What to work on:
All lines from the one with "Fix for garbled" to the end of the entries below must be written out exactly. Leave out any other line.

Data extracts:
PR #2281, opened 2017-09-15
Fix for garbled callsite info after await-calls 

### LINKED ISSUE #1805: ${Callsite} method name for async methods are not correct in .NET Core
Partly moved from https://github.com/NLog/NLog.Extensions.Logging/issues/67

Current:` Auth.Controllers.LoginController+<Post>d__4.MoveNext`
should be: `Auth.Controllers.LoginController.Post`

`callsite:CleanNamesOfAnonymousDelegates` won't change anything.

With layout: `layout="${longdate}|${uppercase:${level}}|${callsite:className=true:methodName=true}|${message}${newline}${stacktrace}"`

Using 
`${callsite:CleanNamesOfAnonymousDelegates=true:ClassName=false}
`I get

Answer below:
Fix for garbled callsite info after await-calls 

### LINKED ISSUE #1805: ${Callsite} method name for async methods are not correct in .NET Core
Partly moved from https://github.com/NLog/NLog.Extensions.Logging/issues/67

Current:` Auth.Controllers.LoginController+<Post>d__4.MoveNext`
should be: `Auth.Controllers.LoginController.Post`

`callsite:CleanNamesOfAnonymousDelegates` won't change anything.

With layout: `layout="${longdate}|${uppercase:${level}}|${callsite:className=true:methodName=true}|${message}${newline}${stacktrace}"`

Using 
`${callsite:CleanNamesOfAnonymousDelegates=true:ClassName=false}
`I get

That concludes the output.